Simadanews.comPenulis: Simadanews.com
18 November 2020 | 05:40 WIB
Rubrik: Ekbis
Konsep Otomatis
ADVERTISEMENT

SimadaNews.com – Kementerian Pertanian (Kementan) bersama dengan Bupati Sumba Tengah berkomitmen lakukan percepatan tanam pada Kawasan Food Estate di Sumba Tengah, Nusa Tenggara Timur. Kabupaten Sumba Tengah menjadi salah satu lokasi yang ditunjuk untuk menjadi Kawasan Food Estate di Indonesia

Amiruddin Pohan selaku Direktur Aneka Kacang dan Umbi Kementerian Pertanian menjelaskan Food Estate ini merupakan kawasan elit pertanian yang didalamnya akan terdapat banyak komoditas baik dari pangan, hortikultura dan perkebunan di satu Kawasan. Lahan seluas 5000 ha di kawasan Kabupaten Sumba Tengah masuk dalam kegiatan Food Estate yang telah berjalan dan akan dilakukan percepatan.

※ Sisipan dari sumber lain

PR #532, opened 2023-08-18
Make Azure ops work on Android

skottmckay:
- Use in-memory certs for curl on Android
  - could not get curl+openssl to be able to use the system ones 
    - tried patching openssl to use md5 hash and a bunch of other things but nothing worked with the system certs
  
- Use static build for curl and openssl
  - smaller binary size

- Pass in logger to curl callback so errors can be logged properly
  - make logger macro slightly more generic by making `logger` an argument


operators/azure/curl_invoker.cc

“Target kita dalam 3 bulan ini semua kawasan Food Estate di Kabupaten Sumba Tengah akan selesai penanaman baik itu untuk padi maupun jagung,” demikian jelas Amiruddin di Sumba Tengah, Rabu (18/11/2020).

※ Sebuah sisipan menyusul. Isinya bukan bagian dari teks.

PR #538, opened 2023-08-21
Update cgmanifest for azure ops

RandySheriffH:
Update cgmanifest for azure ops.


pranavsharma (approved):

wenbingl (approved):

cgmanifest.json
```diff
@@ -158,7 +158,67 @@
...
+        },
+        "comments": "triton client to talk to AML triton service"
+      }
+    },
+    {
+      "component": {
+        "type": "git",
+        "git": {
+          "commitHash": "f54b0e47a08782a6131cc3d60f94d038fa6e0a51",
+          "repositoryUrl": "https://github.com/Tencent/rapidjson"
```
skottmckay, line 187: When we get packages using vcpkg does it need to specify this commit hash so we're consistent?

cgmanifest.json
```diff
@@ -158,7 +158,67 @@
...
+    },
+    {
+      "component": {
+        "type": "git",
+        "git": {
+          "commitHash": "04f42ceca40f73e2978b50e93806c2a18c1281fc",
+          "repositoryUrl": "https://github.com/madler/zlib"
+        },
+        "comments": "a general purpose data compression library"
+      }
```
skottmckay, line 210: We already have an entry for zlib from opencv. It would be helpful for the comment to explain how/when this zlib version is used.

RandySheriffH: Done - commented like " ... it is a dependency introduced by triton"

cgmanifest.json
RandySheriffH: it is the commit hash from rapidjson 1.1.0, which is consistent with the one we referred in cmake.

skottmckay: How does vcpkg select that version and does anything prevent it randomly changing in the future?

RandySheriffH: we are with a fixed version of vcpkg, would package versions from there randomly changing?

wenbingl (dismissed):

wenbingl (approved):

cgmanifest.json
skottmckay: I would have expected that to be the vcpkg software rather than a fixed version for every single package vcpkg supports.

There are versioning tags for selecting specific versions of packages (at least in the manifest mode).

https://learn.microsoft.com/en-us/vcpkg/reference/vcpkg-json#dependency-version-gt
https://learn.microsoft.com/en-us/vcpkg/users/versioning#baselines

PR #541, opened 2023-08-23
Remove the deprecating std::codecvt_utf8 from code base.

wenbingl:
std::codecvt is deprecating in C++ standard, and the perf is extreme slow in the tokenizer use case.


sayanshaw24 (approved):
this is a great find, and fix, thanks for looking into this!

PR #713, opened 2024-05-10
Fix warnings around usage of virtual.

skottmckay:
Fix warnings like this:

```
D:/Android/ndk/25.1.8937393/toolchains/llvm/prebuilt/windows-x86_64/sysroot/usr/include/c++/v1/memory:2427:5: warning: delete called on 'Ort::Custom::IStringTensorStorage<std::basic_string_view<char>>' that is abstract but has non-virtual destructor [-Wdelete-abstract-non-virtual-dtor]
    delete __ptr;
    ^
...
D:/Android/ndk/25.1.8937393/toolchains/llvm/prebuilt/windows-x86_64/sysroot/usr/include/c++/v1/memory:2427:5: warning: delete called on 'Ort::Custom::ITensorStorage' that is abstract but has non-virtual destructor [-Wdelete-abstract-non-virtual-dtor]
    delete __ptr;
```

Ia menyebutkan rencana dari 5000 ha lahan potensial pertanian di Sumba Tengah ini, 3000 ha akan ditanami padi sedangkan 2000 ha akan ditanami jagung. Benih padi dan jagung telah disiapkan, dalam waktu dekat petani bisa langsung menanam.

“Selain bantuan benih untuk program Food Estate di Sumba Tengah, diberikan juga bantuan pompa sumur bor terutama pada daerah-daerah rawan kekeringan di Sumba Tengah,” ucap dia.

Kepala Sub Direktorat Penanganan Dampak Perubahan Iklim, Sri Aswita menjelaskan khusus program Food Estate Sumba Tengah telah diberikan bantuan pompa sehingga ketersediaan air irigasi benar-benar bisa dipenuhi.

“Yaitu pompa sumur bor baru 10 unit, rehab pompa sumur bor eksisting tenaga solar cell 10 unit, dan rehab pompa sumur bor eksisting tenaga diesel 3 unit,” sebutnya.

Bupati Sumba Tengah, Paulus SK Limu menegaskan mendukung penuh kegiatan ini dengan memastikan semua proses berjalan dengan baik. Kehadiran kegiatan Food Estate di Sumba Tengah adalah berkah yang harus disyukuri, oleh karena itu komitmen untuk mensukseskan kegiatan food estate sangat tinggi dengan memaksimalkan segala potensi yang ada.

“Kami yakin kegiatan ini akan memberikan manfaat yang besar bagi masyarakat Kab. Sumba Tengah dan dapat merubah wilayah NTT ini menjadi lebih baik,” ujar Paulus.

Terpisah, Direktur Jenderal Tanaman Pangan Suwandi memberikan keterangan dalam menindaklanjuti kebijakan Menteri Pertanian dalam menggenjot produksi jagung nasional dan pengembangan Food Estate, Kementan telah mengimplementasikan Program Pengembangan Kawasan Tanaman Pangan Korporasi (Propaktani).

“Di NTT khususnya Kabupaten Sumba Tengah ini kami akan menggenjot produksi jagung dan tanaman pangan lainnya, hingga kesejahteraan masyarakat meningkat dengan pengembangan pertanian berbasis korporasi,” tegas Suwandi.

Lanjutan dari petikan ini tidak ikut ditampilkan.